January 06, 2019 Winter 2019

Getting to Know Commissioner Howard Bye-Torre

Howard is Of Counsel with the firm Stoel Rives LLP in the firm's Seattle office, where he assistts business, governmental and church clients with their employee benefits legal needs.  Howard is serving his third and final year as an ABA SOGI Commissioner.

Howard, what led to your involvement in LGBTQ2 Advocacy?

HBT: I first became involved in the movement to allow for same sex marriage and domestic partnerships from the time we first moved to Washington 11 years ago. That involvement included raising money for ballot propositions for marriage equality.   
I have always had an interest in marriage equality because of the impact it has on health plans and the availability of health benefits for same sex couples. For me, that’s personal and professional. My personal interest is as a gay man and for the benefit of my family and friends.

What led to SOGI and becoming a Commissioner?

HBT: I have been active in the Health Law Section for many years and served as the liaison to SOGI from the Health Law Section. I was then appointed to the SOGI Commission. I have also served on the editorial board of the ABA Health Lawyer publication for 12 years.  

What Accomplishments from your work on the Commission are most important to you and give you a sense of pride?

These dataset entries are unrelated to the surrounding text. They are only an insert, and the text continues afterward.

PR #1844, opened 2024-11-07
fix fluentbit ipv6 listen address

eumel8:
if logging-operator is deployed in IPv6 environment, fluentbit is not able to listen on http socket due the hard coded `HTTP_Listen` address. Make this dynamically set by `POD_IP` with an envVar definition

### DIFF
--- a/pkg/resources/fluentbit/config.go
+++ b/pkg/resources/fluentbit/config.go
@@ -35,7 +35,7 @@ var fluentBitConfigTemplate = `
     Coro_Stack_Size    {{ .CoroStackSize }}
     {{- if .Monitor.Enabled }}
     HTTP_Server  On
-    HTTP_Listen  ${POD_IP}
+    HTTP_Listen  [::]
     HTTP_Port    {{ .Monitor.Port }}
     {{- end }}
     {{- range $key, $value := .BufferStorage }}
--- a/pkg/resources/fluentbit/config.go
+++ b/pkg/resources/fluentbit/config.go
@@ -35,7 +35,7 @@ var fluentBitConfigTemplate = `
     Coro_Stack_Size    {{ .CoroStackSize }}
     {{- if .Monitor.Enabled }}
     HTTP_Server  On
-    HTTP_Listen  0.0.0.0
+    HTTP_Listen  ${POD_IP}
     HTTP_Port    {{ .Monitor.Port }}
     {{- end }}
     {{- range $key, $value := .BufferStorage }}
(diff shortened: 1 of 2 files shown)


pkg/resources/fluentbit/config.go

HBT: I enjoy utilizing my expertise in how to provide employee benefits for employees and their same sex partners. I am proud of that work.  I co-authored a book on employee benefits for domestic partners prior to the recognition of marriage equality by the U.S. Supreme Court. Most of my clients wanted to provide benefits for same sex partners of employees, and I have enjoyed working with them to provide that.  It has been a joy to work in a part of the country where that expertise is valued by my clients.

Howard, I see your undergraduate degree is in piano performance.  Tell me about that.

HBT: I grew up in Scarville, a tiny farming community in Iowa, with a population of 90, and started piano lessons in the 4th grade. I have now been a church musician for almost 50 years. I have really enjoyed that as an avocation in addition to being a lawyer. There are a lot of similarities. Music involves recognizing patterns and involves logic and problem-solving skills. Lawyering involves much of the same problem-solving as music.  Music can be a creative outlet apart from the practice of law, and it can be a lot of fun.

Tell me about your family.

HBT: My husband John is a priest in the American National Catholic Church and is a psychotherapist. We have been together for 14 years and got married in Manhattan in 2011 when marriage became legal in New York. John and I each have two adult children from previous relationships. We have a pug named  Trekkie Monster, after the character in Avenue Q.

What else should people know about you?  What are your interests beyond music and the practice of law?

HBT: Well, I am a big Disney fan. I blame it on being born in 1955, the year Disneyland opened. For the third month of my sabbatical last year, my sister and I rented a house in Orlando for the month to get Disney out of our systems. Our plan was to do it all, and as much as we wanted.

Did it work?

HBT: No, I still have not gotten Disney out of my system and I’m going back to Orlando next week. Like they say – it’s the happiest place in the world.

Jeff Brodin

SOGI Commissioner

Thanks to Jeff Brodin for conducting this interview for The Equalizer. Please note, The Equalizer’s editors may have changed the varying sexual orientation and gender identity acronyms to “LGBTQ2” for consistency.